The Washington Independent reports that defense contractors are using the Georgia conflict as a means of selling weapons systems designed for conventional conflict, Edward Luttwak writes in the Sunday Telegraph that Georgia has "blown away soft power," and (as I mentioned before) Pat Lang uses the opportunity to make fun of 4th Generation Warfare. This will most likely also re-start the conventional vs. COIN debate going on in the military. And COIN detractors do have something to chew on--Charles Dunlap Jr., the tireless airpower advocate, is bound to pick up on the role that Russian air superiority played in routing Georgian forces and destroying Georgian industrial infrastructure. Others may focus on how little good the counterinsurgency training given to Georgia (and the light infantry formations that resulted) did against massed Russian armor and mechanized infantry.
Granted, the outcome was stacked against Georgia from the beginning either way. Even if Georgia had employed asymmetric tactics against Russia (blowing up Russian lines of supply and communications or targeting oil refineries) Putin was likely to respond the way he did in Chechnya--raze the whole place to the ground. So what does Georgia mean in terms of future war (and future Pentagon contracts)?
First, I think it is necessary to dispense with the notion that COIN and conventional warfare is an "either-or" proposition. In Georgia, we saw compound warfare (irregulars w/ conventional forces), a tactic that confounded Napoleon in the Peninsular War. Frank Hoffman's "Hybrid Wars," discussed in detail here, is an update of sorts on this strategic principle. Both conventional and irregular skills are going to be needed. How to integrate both without creating a faulty, one-size-fits all force (see "Army After Next" for a discussion of how this went wrong) is a legitimate (and difficult) question.

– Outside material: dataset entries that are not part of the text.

PR #737, opened 2024-05-22
Panic on instructions with non-zero reserved part

Dentosal:
Spec PR: https://github.com/FuelLabs/fuel-specs/pull/583

See spec pr for extended description.

## Checklist
- [x] [The specification](https://github.com/FuelLabs/fuel-specs/) matches the implemented behavior (linked above)

### Before requesting review


fuel-asm/src/encoding_tests.rs
```diff
@@ -54,6 +53,29 @@ fn opcode() {
...
+    // Args: 2
+    Instruction::try_from([Opcode::NOT as u8, 0, 0, 0]).unwrap();
+    Instruction::try_from([Opcode::NOT as u8, 0, 0, 1])
+        .expect_err("Reserved part is nonzero");
+
+    // Args: 3
+    Instruction::try_from([Opcode::XOR as u8, 0, 0, 0]).unwrap();
+    Instruction::try_from([Opcode::XOR as u8, 0, 0, 1])
+        .expect_err("Reserved part is nonzero");
+}
```
bvrooman, line 77: While this behaviour is implemented as a macro, and all opcodes inherit this behaviour, it may be worth testing this for all opcodes. From an opcode-centric perspective, we want to show that each opcode fulfills the specification (regardless of implementation). 

Maybe we could have a macro-generated test(s) that tests common behaviours for a given opcode, and maintain a list that invokes this test macro for all opcodes.

But that's up to you - it may be overkill here.

bvrooman (dismissed):

fuel-asm/src/encoding_tests.rs
```diff
@@ -54,6 +53,29 @@ fn opcode() {
...
+
+    // Args: 2
+    Instruction::try_from([Opcode::NOT as u8, 0, 0, 0]).unwrap();
+    Instruction::try_from([Opcode::NOT as u8, 0, 0, 1])
+        .expect_err("Reserved part is nonzero");
+
+    // Args: 3
+    Instruction::try_from([Opcode::XOR as u8, 0, 0, 0]).unwrap();
+    Instruction::try_from([Opcode::XOR as u8, 0, 0, 1])
+        .expect_err("Reserved part is nonzero");
```
xgreenx, line 76: I don't see where are we using arg 2 and arg 3=)

fuel-asm/src/macros.rs
```diff
@@ -713,6 +713,60 @@ macro_rules! op_unpack {
     () => {};
 }
 
+// Generate a method for checking that the reserved part of the
+// instruction is zero. This is private, as invalid instructions
+// cannot be constructed outside this crate.
+macro_rules! op_reserved_part {
```
xgreenx, line 719: I think it is better to move this check on `unpack` level.

Something like this:
image

Dentosal: Can you elaborate why? It was my first instinct as well, but after I realized we can validate this at construction time and never construct invalid `Instruction`s.

xgreenx: From a performance perspective. The check in the constructor repeats the logic in the `unpack`.

If we could remove the `unpack` method and store only required values like `RegId` or `Imm6`, we would be able to check it only once during creation and performance would be not affected=)

fuel-asm/src/encoding_tests.rs
MitchTurner: Makes sense to me.

xgreenx (approved):

xgreenx (approved):

fuel-asm/src/lib.rs
```diff
@@ -49,26 +49,31 @@ pub use panic_reason::PanicReason;
 
 /// Represents a 6-bit register ID, guaranteed to be masked by construction.
 #[derive(Clone, Copy, Debug, Eq, Hash, Ord, PartialEq, PartialOrd)]
+#[cfg_attr(feature = "serde", derive(serde::Serialize, serde::Deserialize))]
 #[cfg_attr(feature = "typescript", wasm_bindgen::prelude::wasm_bindgen)]
 pub struct RegId(u8);
 
 /// Represents a 6-bit immediate value, guaranteed to be masked by construction.
 #[derive(Clone, Copy, Debug, Eq, Hash, Ord, PartialEq, PartialOrd)]
+#[cfg_attr(feature = "serde", derive(serde::Serialize, serde::Deserialize))]
```
Dentosal, line 58: The derived `Deserialize` impl allows constructing invalid values.

fuel-asm/src/macros.rs
xgreenx: The current approach works faster based on benchmarks than if the instruction is unpacked by default because(the memory layout of the unpacked variant is bigger).

xgreenx (approved):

Additionally, talk about force structure and training seems wholly divorced from a conception of American grand strategy. The armed forces must support and carry out American strategic aims. Granted, the enemy gets a vote, as the hoary cliche goes. We don't want to build a force that will be wholly useless on a modern battlefield. But the kind of force that we are building should be based on what is necessary to support broader political goals, and the choice of those goals are important. Military thinkers such as Brian McAllister Linn and Colin S. Gray emphasize again and again that Americans excel at creating doctrines and strategies that are hermetically isolated from larger political, economic, and social factors. From the Jomini-loving luminaries of the post-civil war period (Dennis Hart Mahan and Henry Halleck of 19th century West Point) to the Blade Runner dreams of the Revolution in Military Affairs (RMA) there is a belief that conflict can be navigated with scientific principles separate from larger, messy, and above all human intangibles.
We still don't have a good idea of what we want our grand strategy to be. If we do, its counter-terrorism (a tactical and operational doctrine) transposed to the level of grand strategy. And without a strong view of what we want to accomplish in the future, our national security decisions will be decided by institutional pressures or interest groups. This is why the current election is so important--for better or worse, Barack Obama and John McCain offer two compelling (and radically different) views about America's place in the world in a time of great epochal change in all dimensions (political, social, military, technological, economic). As the old knight said in Indiana Jones and the Last Crusade (the last good Indiana Jones movie) choose wisely.